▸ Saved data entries
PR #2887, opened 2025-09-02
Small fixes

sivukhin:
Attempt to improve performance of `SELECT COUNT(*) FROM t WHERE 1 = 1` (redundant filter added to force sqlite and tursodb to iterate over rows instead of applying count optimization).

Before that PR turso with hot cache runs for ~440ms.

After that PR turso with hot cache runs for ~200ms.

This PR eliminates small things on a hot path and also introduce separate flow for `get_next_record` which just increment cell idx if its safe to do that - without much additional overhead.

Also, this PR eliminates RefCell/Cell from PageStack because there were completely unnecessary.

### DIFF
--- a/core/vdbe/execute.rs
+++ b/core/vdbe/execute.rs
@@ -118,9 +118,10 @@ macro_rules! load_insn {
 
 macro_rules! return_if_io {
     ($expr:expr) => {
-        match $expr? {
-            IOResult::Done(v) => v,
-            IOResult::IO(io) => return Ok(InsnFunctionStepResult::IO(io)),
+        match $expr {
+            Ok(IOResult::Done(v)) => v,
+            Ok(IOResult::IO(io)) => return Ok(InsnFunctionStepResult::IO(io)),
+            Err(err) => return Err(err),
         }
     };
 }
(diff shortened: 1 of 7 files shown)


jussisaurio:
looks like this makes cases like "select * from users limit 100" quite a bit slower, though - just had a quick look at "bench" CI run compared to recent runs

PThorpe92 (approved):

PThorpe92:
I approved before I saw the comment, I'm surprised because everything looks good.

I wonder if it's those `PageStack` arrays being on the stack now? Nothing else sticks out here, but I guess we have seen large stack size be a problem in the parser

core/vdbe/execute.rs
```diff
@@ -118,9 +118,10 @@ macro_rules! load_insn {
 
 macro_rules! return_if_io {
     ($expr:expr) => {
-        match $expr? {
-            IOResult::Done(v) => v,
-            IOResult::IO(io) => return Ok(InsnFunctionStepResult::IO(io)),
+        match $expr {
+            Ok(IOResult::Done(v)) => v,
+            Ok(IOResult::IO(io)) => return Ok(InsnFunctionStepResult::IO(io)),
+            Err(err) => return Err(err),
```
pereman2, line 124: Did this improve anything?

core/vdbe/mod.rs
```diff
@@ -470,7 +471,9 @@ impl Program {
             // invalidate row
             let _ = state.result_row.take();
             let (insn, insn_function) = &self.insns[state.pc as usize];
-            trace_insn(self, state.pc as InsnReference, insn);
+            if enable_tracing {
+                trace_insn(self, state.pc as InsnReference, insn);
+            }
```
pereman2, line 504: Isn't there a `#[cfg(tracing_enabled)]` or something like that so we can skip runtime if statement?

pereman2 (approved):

▸ To do
Count the lines in the records that include the word "like". Report the total alone.

▸ Solution
2